We saw an issue where calling a number on Vodafone from Three always failed, of course it took a while for it to dawn on anyone what was happening. You don’t know when someone has tried and failed to call you, and we are all so used to mobile calls failing we just write it off.

It transpired that ALL calls from Three to that number on Vodafone failed. Texts got through and the Vodafone customer could call Three users. Initial calls to Vodafone and Three tech support led to each blaming the other. They were both wrong.

It took some research, but only building a theory as to what was going wrong, and making sustained attempts to talk to Three support in order to get through to someone senior and technical enough to understand the issue got the problem resolved. The ticket raised by the Vodafone customer never got "actioned".

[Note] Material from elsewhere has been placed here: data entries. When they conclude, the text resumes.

PR #1757, opened 2023-08-14
Remove CUDNN

gpetters94:
This removes Cuda packages and accelerate.

### DIFF
--- a/apps/language_models/langchain/langchain_requirements.txt
+++ b/apps/language_models/langchain/langchain_requirements.txt
@@ -1,3 +1,6 @@
+-f https://download.pytorch.org/whl/nightly/cpu/torch_nightly.html
+--pre
+
 # for generate (gradio server) and finetune
 datasets==2.13.0
 sentencepiece==0.1.99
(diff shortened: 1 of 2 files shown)


requirements.txt
```diff
@@ -1,3 +1,6 @@
+-f https://download.pytorch.org/whl/nightly/cpu/torch_nightly.html
+--pre
+
```
powderluv, line 3: do we need this here ? Wont torch-mlir bring in the right version ?

apps/language_models/langchain/langchain_requirements.txt
```diff
@@ -1,3 +1,6 @@
+-f https://download.pytorch.org/whl/nightly/cpu/torch_nightly.html
+--pre
+
```
powderluv, line 3: we should use the version torch-mlir is using and use that link

requirements.txt
gpetters94: Without it something is pulling in Cuda stuff, and I'm not sure what. I can set up a script to knock out lines until I find what's doing it.

vivekkhandelwal1:
@powderluv, could you please approve this? With this, the Nvidia packages are not getting installed. For Langchain, I will raise a follow-up patch. It's already disabled.

requirements.txt
vivekkhandelwal1: Many of the packages like brevitas, timm, pytorch-lightning, require a torch. If we don't add this then they won't fetch the CPU torch, resulting in Nvidia packages getting fetched. This won't result in an issue since the torch-mlir gets installed after this, and it would install the appropriate torch package. @powderluv

vivekkhandelwal1 (approved):

vivekkhandelwal1:
Sorry, I forgot to do squash.

PR #1769, opened 2023-08-16
Llama65B patch for int4 fp32

Abhishek-Varma:
Adding a WIP patch over @dan-garvey 's patch [here](https://github.com/nod-ai/SHARK/pull/1767) for `int4/fp32`.

Apart from the bug fixes, I have also changed the order of compilation (Second and then First Vicuna/Llama).

Have put it on compilation - **_if IR gets generated_** we should be able to use the `diff` of this patch on top of @dan-garvey 's patch.


Abhishek-Varma:
Would need to get rid of the hardcoded dumps of IR post compilation's success before getting the `diff` of this patch in.
CC: @dan-garvey

PR #1770, opened 2023-08-16
Add support for ROCM (Windows) in Studio + compile utils

monorimet:
TODO: Add README for setup. Enable ROCM in Windows SRT .whl builds.


apps/stable_diffusion/web/ui/stablelm_ui.py
```diff
@@ -194,6 +194,20 @@ def chat(
...
+                device = "cpu-sync"
+            elif "task" in device:
+                device = "cpu-task"
+            elif "vulkan" in device:
+                device = "vulkan"
+            elif "rocm" in device:
+                device = "rocm"
+            else:
+                print("unrecognized device")
+
```
powderluv, line 210: can we let this fall through ? There may be other vendor backends.

powderluv (approved):

PR #1780, opened 2023-08-21
Use internal dialects for globals and noinline large tensors.

stellaraccident:
This sidesteps several issues with the ml_program translation, the least of which is that it isn't preserving the noinline attribute, which we need for the moment.


stellaraccident:
(this is for reference - I think you already have something in flight)

PR #1796, opened 2023-08-25
Pipe through a debug option to iree compile utils.

monorimet:
This might seem a little heavy-handed but I've wanted to have an option piped down for things like this anyways.

### DIFF
--- a/apps/language_models/src/pipelines/SharkLLMBase.py
+++ b/apps/language_models/src/pipelines/SharkLLMBase.py
@@ -3,11 +3,16 @@ from abc import ABC, abstractmethod
 
 class SharkLLMBase(ABC):
     def __init__(
-        self, model_name, hf_model_path=None, max_num_tokens=512
+        self,
+        model_name,
+        hf_model_path=None,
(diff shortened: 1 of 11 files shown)


apps/language_models/src/pipelines/SharkLLMBase.py
```diff
@@ -3,11 +3,16 @@
 
 class SharkLLMBase(ABC):
     def __init__(
-        self, model_name, hf_model_path=None, max_num_tokens=512
+        self,
+        model_name,
+        hf_model_path=None,
+        max_num_tokens=512,
```
powderluv, line 9: Why hard code this ?

powderluv (dismissed):

apps/language_models/src/pipelines/SharkLLMBase.py
monorimet: Set to false by default for minimal implementations, but I don't think the changes to LLMBase are necessary after all.

powderluv (approved):

PR #1797, opened 2023-08-25
Fix llama2 13b crashing + add spec file for CLI execution of Llama

Abhishek-Varma:
This PR adds 2 separate commits :-
1. Fixing issues with downloading/crashing of Llama2 13B - previously I was adding another flag but later saw that there is an unused one + had to change the order of downloading of the files.
2. A spec file to run CLI exe of Llama2 - the CLI spec file for SD misses out on couple of dependencies needed for Llama, so I created a separate one to not disturb the SD path.


powderluv (approved):
I'll rename llama to LLM. But can be in follow on

PR #1817, opened 2023-09-05
Code refactoring 

tosemml:
These slight code adjustments aim to enhance Pythonic quality by incorporating python `str.join`


monorimet (changes requested):
Can't we remove `res = f"[{res[:-2]}]"` and just use `res = ", ".join(ext_list)` ? seems like we add and remove a comma at the end which doesn't need to happen anymore.

dan-garvey (approved):

dan-garvey:
Looks good to me. Test failure seems unrelated

monorimet (approved):
LGTM

PR #3386, opened 2021-01-28
Settings: Add Option for `mark and quote` feature

m-ildefons:
- Add option to settings to enable/disable `mark and quote` feature
- Default: enabled (current behaviour)

This options allows to turn off the `mark and quote` feature. This is
desirable in some cases, because while convenient it may lead to agents
accidentally leaking data to customers, when not intended.

This feature was requested here:
https://community.zammad.org/t/zammad-shouldnt-automatically-quote-selected-text/4651/3


m-ildefons:
@martini, may I ask for a review on this?

mantas:
Hi @m-ildefons

Unfortunately we decided to reject this PR. It looks great from technical perspective. But this functionality would add too much complexity from usability point of view.

We'd like to improve quoting/replying workflow instead. As a first step, we'll limit quoting to selections inside of an article. Let's discuss further ideas in community thread linked above.

PR #3398, opened 2021-02-08
update license to original text

Th3Ph4nt0m:
As can be easily seen, the licence from GitHub is not summarised. This is because the original text of the licence is not used. In this PR, I have replaced the licence text with the original one so that the licence is recognised by GitHub.


thorsteneckel:
Thanks for your contribution @Th3Ph4nt0m ! Merged with the commit above.

PR #3404, opened 2021-02-11
Fixes Issue#2629

### LINKED ISSUE #2629: Full quote shows "<agent> wrote:" instead of "<customer> wrote" when agent toggled article visibility
### Infos:

* Used Zammad version: 3.0.x
* Installation method (source, package, ..): docker-compose
* Operating system: Debian 9
* Database + version: postgres
* Elasticsearch version: doesn't matter
* Browser + version: Chrome
* Ticket-ID: #1060389

### Expected behavior:

* When an agent toggles "set to internal"/"set to public" of an article of a ticket (for example accidentally), and then another agent (or the same one, doesn't matter) replies to this article, the full quote should be introduced with "On Wednesday, June 26, 2019, 8:57:55 AM, <Customer's name> wrote:".

### Actual behavior:

* When an agent toggles "set to internal"/"set to public" of an article of a ticket (for example accidentally), and then another agent (or the same one, doesn't matter) replies to this article, the full quote is introduced with "On Wednesday, June 26, 2019, 8:57:55 AM, <Agent's name> wrote:".

* As a customer, create a ticket (for example by sending a mail into Zammad). Or as an agent, create it manually as a phone ticket and choose a customer.
* Ensure that the options "Email - full quote" and "Email - quote header" are both enabled.
* As an agent, click on reply. Note that the full quote is introduced as "<Customer> wrote:", as it should be. Discard your changes.
* As an agent, toggle the visibility of the article by clicking on "set to internal"/"set to public".
* As an agent, click on reply again. Note that the full quote is now introduced as "<Your agent name> wrote:", which is wrong.

### Further analysis

The bug is caused by:

1. [app/assets/javascripts/app/controllers/ticket_zoom/article_action/email_reply.coffee](https://github.com/zammad/zammad/blob/develop/app/assets/javascripts/app/controllers/ticket_zoom/article_action/email_reply.coffee#L151..L157) uses `article.updated_by` to determine the name. We don't use the customer frontend, but I suspect customers may edit their own ticket articles, and therefore it could be relevant which customer edited the article last?

1. When an agent toggles the visibility of an article, _he_ becomes the user who last updated the article.

romitgithub:
Fixes https://github.com/zammad/zammad/issues/2629

Added origin_by_id attribute to ticket_article.cooffee to have origin user data in article view.
And changed quote text to (origin_by || created_by).displayName to show correct user name when replying.

### DIFF
--- a/spec/system/ticket/update/full_quote_header_spec.rb
+++ b/spec/system/ticket/update/full_quote_header_spec.rb
@@ -38,6 +38,17 @@ RSpec.describe 'Ticket > Update > Full Quote Header', type: :system, time_zone: 
       end
     end
 
+    it 'includes OP when article visibility toggled' do
+      within(:active_content) do
+        set_internal
+        highlight_and_click_reply
+
+        within(:richtext) do
+          expect(page).to contain_full_quote(ticket_article).formatted_for(:reply)
+        end
+      end
+    end
+
     context 'when customer is agent' do
       let(:customer) { create(:agent) }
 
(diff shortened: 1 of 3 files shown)


spec/system/ticket/update/full_quote_header_spec.rb
```diff
@@ -162,7 +196,7 @@ def citation
     end
 
     def name
-      expected.created_by.fullname
+      expected.origin_by.fullname || expected.created_by.fullname
```
mantas: Are you sure this won't crash of `origin_by` is `nil`? :)

romitgithub: Yep, added a null check for that.

spec/system/ticket/update/full_quote_header_spec.rb
```diff
@@ -162,7 +196,10 @@ def citation
     end
 
     def name
-      expected.created_by.fullname
+      if expected.origin_by?
+        expected.origin_by.fullname
+      else
+        expected.created_by.fullname
```
mantas: Something may be missing here :)
 
While at it, it may great to do this in minimalist single-line style. More clear business logic and simplier syntax.

romitgithub: Ah alright! Update it now.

The root of the problem was that the number in question had been ported. UK number-porting is a chummy club between the UK operators and the US company Syniverse. If you want to join the club you’ve got to pay high rates for access to and maintenance of the APIs. It’s for the big boys and they don’t want the first years playing.

While Syniverse holds the database of which number has been moved to which network, that’s not used for call routing. Instead the system works on who originally issued the number. 07802 – that’s a BT Cellnet number, 07956 came from One 2 One and in our case the 07973 was originally with Orange. Note none of these companies still exist in their original form or under their original owners.

So when we dialled 07973 from the Three number, the first place Three went to look was EE/BT, the current keeper of Orange numbers. BT then redirects the look-up to Vodafone, which holds database of where it expects the call to come from. If the call comes from somewhere else the receiving network rejects the call. We suspect that when the 07973 number, first issued in 1995, had been ported from O2 to Vodafone, BT didn’t update Three’s records.

We've asked BT and EE for comment on the issue.

The mechanism was devised in the days when Mobile Termination Revenue was important. The caller was paying Three 25p a minute for the call, Vodafone would have wanted a slice of that, perhaps 5p, for the on-going handling. The early internet service provider Freeserve built its business on fixed line call generation revenue.

Knowing to whom the MTR bill should be sent was important. These days MTR is – depending on where you sit in the order of things – either tiny or non-existent. Of course a receiving network still needs to know where the call comes from, particularly when there is roaming revenue in the mix, but the need for porting to:

  • update the Syniverse database, the original issuer of the number,
  • update the database for the network porting out – which may or may not be the same as the original issuer
  • and update the network where the number actually lives...

is overly complex. It’s not what happens in other countries.

The mindset of operators not wanting to let go needs to change and call-routing should be handed over to a central organisation, probably Syniverse, which does the porting under the auspices of the GSMA.

This is of course where Ofcom should step in and the regulator has been proposing a system whereby customers can port much more easily, using text to request not just a PAC code but an immediate port so that you could leave the shop with your new phone working on the old number. It’s not a bad idea, just an unworkable one. The whole system runs as an overnight batch.

To give Three some credit, once we’d found someone senior enough she was genuinely interested in the problem, took ownership and got it sorted, but no normal mobile user is going to have the perseverance to work through the issues or have friendly network engineers they can talk to. Instead they will just give up calling that particular person, which isn’t what mobiles are supposed to be about. ®

Simon Rockman is a former Vulture and the founder of Fuss Free Phones, the personal mobile phone network which uses telephonists to make using mobiles easy. Failed number ports are his daily nightmare.